EXERCISE DETAILS: Would you please copy every line from the records that contains the word "never"?

:: DATA EXTRACT ::

PR #7820, opened 2023-12-11
wasm often doesn't get tiles after invalidates

caolanm:
ClientSession::handleTileInvalidation returns early with _tileWidthPixel (etc) of 0 because _tileWidthPixel (etc) never get set

These are supposed to get set from 'clientzoom' which the javascript side sends. clientzoom arrives, but the attempt is made to dispatch via a thread and during startup there are enough messages dispatched via threads to overwhelm wasm

```
bundle.js:56376 ================ handle_cool_message(): 'clientvisiblearea x=-3915 y=0 width=20640 height=7980 splitx=0 splity=0'
bundle.js:56377 Tried to spawn a new thread, but the thread pool is exhausted. This might result in a deadlock unless some threads eventually exit or the code explicitly breaks out to the event loop. If you want to increase the pool size, use setting `-sPTHREAD_POOL_SIZE=...`. If you want to throw an explicit error instead of the risk of deadlocking in those cases, use setting `-sPTHREAD_POOL_SIZE_STRICT=2`.
bundle.js:56376 ================ handle_cool_message(): 'clientzoom tilepixelwidth=256 tilepixelheight=256 tiletwipwidth=1536 tiletwipheight=1536'
bundle.js:56377 Tried to spawn a new thread, but the thread pool is exhausted. This might result in a deadlock unless some threads eventually exit or the code explicitly breaks out to the event loop. If you want to increase the pool size, use setting `-sPTHREAD_POOL_SIZE=...`. If you want to throw an explicit error instead of the risk of deadlocking in those cases, use setting `-sPTHREAD_POOL_SIZE_STRICT=2`.
bundle.js:56376 ================ handle_cool_message(): 'tilecombine...'
```

The 'clientzoom' never get processed and so
ClientSession::handleTileInvalidation returns early with _tileWidthPixel (etc) of 0 because _tileWidthPixel (etc) never get set.

this std::thread dispatching of messages is similar to seen in gtk/mobile.cpp in similar code, and also existed in android/lib/src/main/cpp/androidapp.cpp before getting replaced in:

commit 155718796ea0020a0cff2429813644a6e1c96794
Date:   Fri Jul 19 16:43:44 2019 +0200

    android: Fix a threading / ordering issue.

follow the same simpler android model here.

Change-Id: I3b5e57b3d91bb80fbae90b269300581825518d7f

* Resolves: # 
* Target version: master 

### TODO

- [ ] ...

### Checklist

### DIFF
--- a/wasm/wasmapp.cpp
+++ b/wasm/wasmapp.cpp
@@ -148,14 +148,11 @@ void handle_cool_message(const char *string_value)
         LOG_TRC_NOFILE("Actually sending to Online:" << fileURL);
         std::cout << "Loading file [" << fileURL << "]" << std::endl;
 
-        std::thread([]
-                    {
-                        struct pollfd pollfd;
-                        pollfd.fd = fakeClientFd;
-                        pollfd.events = POLLOUT;
-                        fakeSocketPoll(&pollfd, 1, -1);
-                        fakeSocketWrite(fakeClientFd, fileURL.c_str(), fileURL.size());
-                    }).detach();
+        struct pollfd pollfd;
+        pollfd.fd = fakeClientFd;
+        pollfd.events = POLLOUT;
+        fakeSocketPoll(&pollfd, 1, -1);
+        fakeSocketWrite(fakeClientFd, fileURL.c_str(), fileURL.size());
     }
     else if (strcmp(string_value, "BYE") == 0)
     {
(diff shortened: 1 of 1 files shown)


Ashod (approved):
Thanks @caolanm. Good catch. I hadn't seen the "thread pool exhausted" case locally, but I suppose it's highly likely to cause dropped messages and pain. I assume writing directly is tested and works fine.

caolanm:
yeah, or at least I've been running it with this in place for the last day without incident

mmeeks (approved):
Wow - that is very thread'y - no idea why we would need that =) looks sensible to me.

:::

SOLUTION FOR THIS PROBLEM:
ClientSession::handleTileInvalidation returns early with _tileWidthPixel (etc) of 0 because _tileWidthPixel (etc) never get set
The 'clientzoom' never get processed and so
ClientSession::handleTileInvalidation returns early with _tileWidthPixel (etc) of 0 because _tileWidthPixel (etc) never get set.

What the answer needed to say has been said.